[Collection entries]

=-=-=-=-=

PR #220, opened 2024-09-20
Resolving pathing and build dependencies between lm-buddy and Lumigator

veekaybee:
## What's changing

Now that we've imported lm-buddy into Lumigator, we need to make sure it builds correctly both locally on Mac and on remote servers with Linux distributions. This PR addresses two issues: 

1) The relative pathing is incrroect for lm buddy to be imported into Lumigator, this change is from `lumigator.python.mzai.lm_buddy to `mzai.lm_buddy` across all lm-buddy artifacts. 

2) The second issue is that now that we have two sets of dependencies, it's not clear how they should be resolved in light of Pants and there are import resolution issues because now both packages use, for example, Ray. 

## How to test it

To reproduce this problem:

A. Fetch branch
B. run `pants test ::` at the root of the repo, you should see issues resolving both ray and PyTorch (although this might be unrelated)

In order to get these tests to pass, build a new container and test on Coreweave and merge this PR, we need to decide: 

1. How to do dependency resolution between packages in the short-term
2. Whether we should keep PyTorch as a top-level platform dependency or relegate to the list of dependencies shipped to Ray
3. Whether to keep Pants  <--- this can perhaps be folded into a next PR

## I already...

cc @javiermtorres @ividal @aittalam


3rdparty/python/linux_cpu.lock
veekaybee, line 1: Note that these get regenerated since we have new dependencies coming in from  lm-buddy. `pants generate-lockfiles --resolve=linux_cuda`

3rdparty/python/pyproject.toml
```diff
@@ -3,23 +3,6 @@ name = "lumigator-3rdparty-python-dependencies"
 version = "0.0.1"
 requires-python = "==3.11.9"
 
-## local lm-buddy can be made with the following url spec.
```
veekaybee, line 6: removing this as we no longer build lm-buddy separately

lumigator/python/mzai/lm_buddy/BUILD.pants
```diff
@@ -0,0 +1,11 @@
+python_sources(
```
veekaybee, line 1: Adding a build file so lm buddy will build with the rest of the platform, but not compile to a PEX

lumigator/python/mzai/lm_buddy/__init__.py
```diff
@@ -1,3 +1,3 @@
-from lumigator.python.mzai.lm_buddy.buddy import LMBuddy
+from mzai.lm_buddy.buddy import LMBuddy
```
veekaybee, line 1: This is probably the source of the issues you were having in pex, @chainlink

lumigator/python/mzai/lm_buddy/tests/BUILD.pants
```diff
@@ -0,0 +1,9 @@
+python_sources(
```
veekaybee, line 1: Adding this file to enable lm-buddy tests to run in Pants

veekaybee:
Note that tests pass on linux but not on Mac, so we'll want to check that as well.

chainlink (approved):
Looks good!

veekaybee:
Note that app will still not bundle for linux due to path resolution issues for lm-buddy requirements , dependent on pex solution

=-=-=-=-=

DIRECTIONS FOR THIS TASK | Using the data above, restate word for word the lines from its opening line through the line that contains "1) The relative", and no more.

WRITTEN RESPONSE |
PR #220, opened 2024-09-20
Resolving pathing and build dependencies between lm-buddy and Lumigator

veekaybee:
## What's changing

Now that we've imported lm-buddy into Lumigator, we need to make sure it builds correctly both locally on Mac and on remote servers with Linux distributions. This PR addresses two issues: 

1) The relative pathing is incrroect for lm buddy to be imported into Lumigator, this change is from `lumigator.python.mzai.lm_buddy to `mzai.lm_buddy` across all lm-buddy artifacts. 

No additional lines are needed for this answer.